EXERCISE REQUIREMENTS
Check every line of the data below for "opened". Copy each one that has it.

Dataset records
PR #2323, opened 2019-11-15
chore: Updating Azure CNI and Azure NPM to v1.0.29

jaer-tsun:
**Reason for Change**:

Updates to the latest release of Azure CNI and Azure NPM:

https://github.com/Azure/azure-container-networking/releases/tag/v1.0.29

**Issue Fixed**:

**Requirements**:

- [ ] includes documentation
- [ ] adds unit tests

**Notes**:


packer/install-dependencies.sh
```diff
@@ -64,8 +64,8 @@ installGPUDrivers
 echo "  - nvidia-docker2 nvidia-container-runtime" >> ${VHD_LOGS_FILEPATH}
 
 VNET_CNI_VERSIONS="
+1.0.29
```
mboersma: It looks like we need to update `AZURE_NPM_VERSIONS` in this same file–it still points to 1.0.18. And I don't see us fetching `azure-vnet-telemetry` anywhere either, so that should probably be added here as well.

jaer-tsun: updated

PR #2327, opened 2019-11-16
fix: userAssignedIdentityId in windows azure.json missing quotes

xizhamsft:
**Reason for Change**:

The userAssignedIdentity property in azure.json for windows does not have quotes around the values. So when the value is empty string, you will get the following line in the json:

"userAssignedIdentityID": ,

That is a syntax error. 

**Issue Fixed**:

**Requirements**:

- [ ] includes documentation
- [ ] adds unit tests

**Notes**:


mboersma:
Azure DevOps seems not to have updated the overall "pr-e2e" job status, although all the actual test jobs passed. Merging...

OUTPUT
PR #2323, opened 2019-11-15
PR #2327, opened 2019-11-16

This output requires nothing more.